Uganda to Quit Somalia Peace-keeping Mission Over UN Leaked Report

Uganda to Quit Somalia Peace-keeping Mission Over UN Leaked Report

Uganda has resolved to pull out of all regional efforts, including peace keeping missions in Somalia, Central African Republic and DR Congo, over a leaked UN report, which accuses Uganda of supporting Congolese M23 rebels.

In a statement to Parliament, Prime Minister Amama Mbabazi described the allegations as baseless, unfair and malicious. He said Uganda was acting in good faith and sacrificing a lot to bring peace to the region and deserved better understanding, respect and fairness from the UN and the region.

Mbabazi added that some actors in the UN system do not understand that there can be principled actors in Africa, not looking for gold and other minerals, like the imperialists who invaded Africa, did.

"We have now decided, after due consultations with our brothers in the AU and the region, to completely withdraw from these regional peace efforts; that is to say DRC, Somalia and others," Mbabazi said on Thursday night. "It is no longer plausible for Uganda to assist and get malignment as the reward."

"Where is the evidence?" Mbabazi asked. "Is it acceptable that an organ of the UN should falsely and carelessly accuse a member of the UN in this way, using either amateurs or malicious actors dressed up as experts?"

According to Mbabazi, Uganda got involved in the M23 conflict after being requested by the UN chief, Ban Ki-Moon, the DR Congo president Joseph Kabila and the International Conference on the Great Lakes Region.

President Yoweri Museveni was asked to facilitate a dialogue between Kinshasa and the rebels. Museveni then convened four summits, three of which were in Kampala, funded by Uganda. The peace effort was supported by both the AU and the UN.

Mbabazi added that the report was compiled by a UN group of experts who arrived on September 17 and left the next day. They met Government officials on September 18, but failed to meet the intelligence chiefs, given the short notice.

They refused to extend their stay and flew to Goma, from where they summoned Ugandan intelligence chiefs to meet them, which Mbabazi said was improper.

Mbabazi said the Government was surprised that issues which came out in the report, were neither discussed in the meeting of September 18 nor cross-checked with Government officials.

"It was more surprising that the UN Security Council endorsed the report and pronounced itself on possible sanctions against Uganda without any reference to us," Mbabazi said.
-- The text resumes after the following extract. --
PR #995, opened 2026-05-22
GAUD-10062: fix webkit tests

dlockhart:
These tests only fail on my dev machine, not in CI. The calls to `getBoundingClientRect` return decimal values whereas the mouse positions are integers.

"Uganda categorically denies the allegations against her because they are totally false."

Mbabazi gave two conditions for Uganda to reverse this decision. "The UN must sort out the malignments against Uganda by bringing out the truth about Uganda's role in the current regional efforts," he said.

"Our African brothers in the region should quickly pronounce themselves on these malignments against Uganda." Mbabazi said Uganda was making lots of sacrifices in peace efforts in the region and cited the July 11, 2010 al-Shabaab terrorist attack that killed 76 Ugandans. He also cited the assassination of three Muslims in Kampala, which he blamed on ADF rebels based in eastern DRC.

He, however, told Parliament that the Government gave assistance to over 600 DRC government soldiers who ran into Uganda for refuge and medical treatment in July and were transported back in UPDF trucks in the presence of the DRC ambassador to Uganda, Charles Lokoto-Lolombe.

"At the height of the crisis when nine members of the M23 rebels fled to Uganda for safety, they were arrested in Kisoro and transported through Mbarara and they are under custody in Kampala, pending further management," Mbabazi revealed.

In the statement, Mbabazi accused the DR Congo government of equipping Ugandan rebels.

"It is not in order for DRC and MONUSCO to maintain terrorists against Uganda by allowing ADF to freely use DRC territory to train, to receive arms and to launch assassination attacks on Ugandans," Mbabazi said.

He added that Uganda preferred dialogue to resolve the M23 rebel problem and use MONUSCO and a neutral international force to get rid of the terrorists.

"Some actors have a different opinion. How long will the Congolese territory continue to be used as a base against its neighbours?" Mbabazi asked.

He said because of this, it was inevitable for Uganda to withdraw from Somalia and CAR to "watch the DRC territory donated to the terrorists by the DRC government and the UN".

Reacting to the statement, MPs Jack Sabiti (Rukiga), Winnie Kizza (Kasese Woman) and Dr. Lulume Bayinga (Buyikwe South) expressed fear of a possible war between the two countries.